と束縛と


- 第4話(1) -


 窓を開けると、川を渡ってくる風がすうっと室内に流れ込んでくる。まだ何もない部屋を風が駆け抜け、空気を入れ替える。もっとも、室温はそんなに変わらないだろう。
 梅雨明けはまだだというのに、盛夏のような暑さが連日続いており、外の陽射しは強い。たっぷりの熱気を孕んだ風は、ほんの一瞬の爽やかさのあと、ムッとする暑さを運んできた。
「……エアコンの取り付け工事を急がせましょうかね」
 背後から声をかけられ、髪を掻き上げて和彦は振り返る。クリニックの内装を任せている設計士だ。今日は工事の具体的な打ち合わせのため、施工業者とともにビルに集まっていた。

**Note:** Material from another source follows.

PR #832, opened 2023-09-26
IA-1787 Form list: Form in multiple projects are counted multiple times in the submissions count

SimonDus:
Instances count were multiplied by the number of projects if a same form is shared between projects.  It results in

 ハンカチで忙しく汗を拭く設計士の姿に、苦笑を浮かべて和彦は頷く。
「そうですね。このフロアは空調の操作が面倒なことになってるらしくて。改装工事のときに、なんとかしてもらおうと思っていたんですよ」
「でしたら、どういうユニットにするか、今日決めてしまいましょう。カタログは持ってきているんで」
 お願いしますと言って和彦は、診察室となる部屋を見回す。この部屋と、隣の部屋を区切る壁は取り払うことになっている。
 これまで何度かの打ち合わせは行っており、すでにクリニックとしてのレイアウトは決まっている。現在は、設計図を元に具体的な工程表を作成してもらっている最中だ。今の調子なら、梅雨明けを待たずして工事に取り掛かれるだろう。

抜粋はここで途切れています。